:: What is needed ::
Copy every record below exactly as it appears.

:: Supplied data ::

╔══

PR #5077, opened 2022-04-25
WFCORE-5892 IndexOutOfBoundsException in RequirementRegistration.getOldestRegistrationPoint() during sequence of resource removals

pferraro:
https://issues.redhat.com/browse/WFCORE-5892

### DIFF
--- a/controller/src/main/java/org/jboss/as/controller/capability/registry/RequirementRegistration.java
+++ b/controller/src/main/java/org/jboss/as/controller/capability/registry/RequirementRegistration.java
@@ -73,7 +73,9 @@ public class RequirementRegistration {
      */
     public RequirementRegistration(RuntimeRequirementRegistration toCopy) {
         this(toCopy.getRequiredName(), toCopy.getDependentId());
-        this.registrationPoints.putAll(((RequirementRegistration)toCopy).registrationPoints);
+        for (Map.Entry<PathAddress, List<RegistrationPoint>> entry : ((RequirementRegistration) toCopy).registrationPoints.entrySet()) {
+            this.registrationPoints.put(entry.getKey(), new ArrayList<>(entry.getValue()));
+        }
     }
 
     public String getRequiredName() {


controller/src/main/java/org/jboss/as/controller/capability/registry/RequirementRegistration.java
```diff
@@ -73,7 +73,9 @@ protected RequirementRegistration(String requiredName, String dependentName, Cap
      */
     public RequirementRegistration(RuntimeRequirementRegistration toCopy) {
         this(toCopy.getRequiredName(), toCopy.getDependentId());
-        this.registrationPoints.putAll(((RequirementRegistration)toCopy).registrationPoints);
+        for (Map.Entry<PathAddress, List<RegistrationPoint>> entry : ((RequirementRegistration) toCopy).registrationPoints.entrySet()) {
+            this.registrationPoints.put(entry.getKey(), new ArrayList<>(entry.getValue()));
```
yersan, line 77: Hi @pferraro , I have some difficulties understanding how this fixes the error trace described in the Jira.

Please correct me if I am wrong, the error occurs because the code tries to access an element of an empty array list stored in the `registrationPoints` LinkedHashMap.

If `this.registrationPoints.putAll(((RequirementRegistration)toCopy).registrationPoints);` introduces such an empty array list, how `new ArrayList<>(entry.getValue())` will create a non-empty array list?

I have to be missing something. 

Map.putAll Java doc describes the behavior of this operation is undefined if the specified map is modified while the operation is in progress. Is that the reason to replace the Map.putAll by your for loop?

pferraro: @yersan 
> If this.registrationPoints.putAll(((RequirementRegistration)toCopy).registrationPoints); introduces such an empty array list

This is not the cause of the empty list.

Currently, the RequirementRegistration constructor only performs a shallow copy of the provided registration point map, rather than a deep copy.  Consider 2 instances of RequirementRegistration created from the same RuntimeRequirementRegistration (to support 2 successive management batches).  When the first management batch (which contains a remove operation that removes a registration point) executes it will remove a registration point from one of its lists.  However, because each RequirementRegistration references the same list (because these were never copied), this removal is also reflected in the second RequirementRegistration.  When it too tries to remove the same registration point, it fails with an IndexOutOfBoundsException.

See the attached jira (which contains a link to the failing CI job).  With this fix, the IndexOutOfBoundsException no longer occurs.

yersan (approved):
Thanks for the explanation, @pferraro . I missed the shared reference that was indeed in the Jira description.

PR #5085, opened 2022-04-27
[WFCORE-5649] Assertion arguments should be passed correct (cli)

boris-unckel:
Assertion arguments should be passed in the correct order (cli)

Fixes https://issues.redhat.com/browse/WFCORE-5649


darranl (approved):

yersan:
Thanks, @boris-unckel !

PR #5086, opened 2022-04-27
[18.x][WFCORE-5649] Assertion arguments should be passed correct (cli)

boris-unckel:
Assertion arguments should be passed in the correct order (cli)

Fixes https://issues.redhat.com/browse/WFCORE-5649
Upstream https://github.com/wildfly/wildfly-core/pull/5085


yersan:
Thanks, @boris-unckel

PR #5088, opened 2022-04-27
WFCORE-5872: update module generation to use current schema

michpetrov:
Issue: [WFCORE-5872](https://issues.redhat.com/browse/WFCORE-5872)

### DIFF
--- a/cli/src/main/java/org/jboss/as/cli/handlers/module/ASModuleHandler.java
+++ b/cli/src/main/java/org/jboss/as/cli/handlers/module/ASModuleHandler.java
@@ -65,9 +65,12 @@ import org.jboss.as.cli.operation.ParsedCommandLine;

╚══

:: Exercise output ::
PR #5077, opened 2022-04-25
WFCORE-5892 IndexOutOfBoundsException in RequirementRegistration.getOldestRegistrationPoint() during sequence of resource removals

pferraro:
https://issues.redhat.com/browse/WFCORE-5892

### DIFF
--- a/controller/src/main/java/org/jboss/as/controller/capability/registry/RequirementRegistration.java
+++ b/controller/src/main/java/org/jboss/as/controller/capability/registry/RequirementRegistration.java
@@ -73,7 +73,9 @@ public class RequirementRegistration {
      */
     public RequirementRegistration(RuntimeRequirementRegistration toCopy) {
         this(toCopy.getRequiredName(), toCopy.getDependentId());
-        this.registrationPoints.putAll(((RequirementRegistration)toCopy).registrationPoints);
+        for (Map.Entry<PathAddress, List<RegistrationPoint>> entry : ((RequirementRegistration) toCopy).registrationPoints.entrySet()) {
+            this.registrationPoints.put(entry.getKey(), new ArrayList<>(entry.getValue()));
+        }
     }
 
     public String getRequiredName() {


controller/src/main/java/org/jboss/as/controller/capability/registry/RequirementRegistration.java
```diff
@@ -73,7 +73,9 @@ protected RequirementRegistration(String requiredName, String dependentName, Cap
      */
     public RequirementRegistration(RuntimeRequirementRegistration toCopy) {
         this(toCopy.getRequiredName(), toCopy.getDependentId());
-        this.registrationPoints.putAll(((RequirementRegistration)toCopy).registrationPoints);
+        for (Map.Entry<PathAddress, List<RegistrationPoint>> entry : ((RequirementRegistration) toCopy).registrationPoints.entrySet()) {
+            this.registrationPoints.put(entry.getKey(), new ArrayList<>(entry.getValue()));
```
yersan, line 77: Hi @pferraro , I have some difficulties understanding how this fixes the error trace described in the Jira.

Please correct me if I am wrong, the error occurs because the code tries to access an element of an empty array list stored in the `registrationPoints` LinkedHashMap.

If `this.registrationPoints.putAll(((RequirementRegistration)toCopy).registrationPoints);` introduces such an empty array list, how `new ArrayList<>(entry.getValue())` will create a non-empty array list?

I have to be missing something. 

Map.putAll Java doc describes the behavior of this operation is undefined if the specified map is modified while the operation is in progress. Is that the reason to replace the Map.putAll by your for loop?

pferraro: @yersan 
> If this.registrationPoints.putAll(((RequirementRegistration)toCopy).registrationPoints); introduces such an empty array list

This is not the cause of the empty list.

Currently, the RequirementRegistration constructor only performs a shallow copy of the provided registration point map, rather than a deep copy.  Consider 2 instances of RequirementRegistration created from the same RuntimeRequirementRegistration (to support 2 successive management batches).  When the first management batch (which contains a remove operation that removes a registration point) executes it will remove a registration point from one of its lists.  However, because each RequirementRegistration references the same list (because these were never copied), this removal is also reflected in the second RequirementRegistration.  When it too tries to remove the same registration point, it fails with an IndexOutOfBoundsException.

See the attached jira (which contains a link to the failing CI job).  With this fix, the IndexOutOfBoundsException no longer occurs.

yersan (approved):
Thanks for the explanation, @pferraro . I missed the shared reference that was indeed in the Jira description.

PR #5085, opened 2022-04-27
[WFCORE-5649] Assertion arguments should be passed correct (cli)

boris-unckel:
Assertion arguments should be passed in the correct order (cli)

Fixes https://issues.redhat.com/browse/WFCORE-5649


darranl (approved):

yersan:
Thanks, @boris-unckel !

PR #5086, opened 2022-04-27
[18.x][WFCORE-5649] Assertion arguments should be passed correct (cli)

boris-unckel:
Assertion arguments should be passed in the correct order (cli)

Fixes https://issues.redhat.com/browse/WFCORE-5649
Upstream https://github.com/wildfly/wildfly-core/pull/5085


yersan:
Thanks, @boris-unckel

PR #5088, opened 2022-04-27
WFCORE-5872: update module generation to use current schema

michpetrov:
Issue: [WFCORE-5872](https://issues.redhat.com/browse/WFCORE-5872)

### DIFF
--- a/cli/src/main/java/org/jboss/as/cli/handlers/module/ASModuleHandler.java
+++ b/cli/src/main/java/org/jboss/as/cli/handlers/module/ASModuleHandler.java
@@ -65,9 +65,12 @@ import org.jboss.as.cli.operation.ParsedCommandLine;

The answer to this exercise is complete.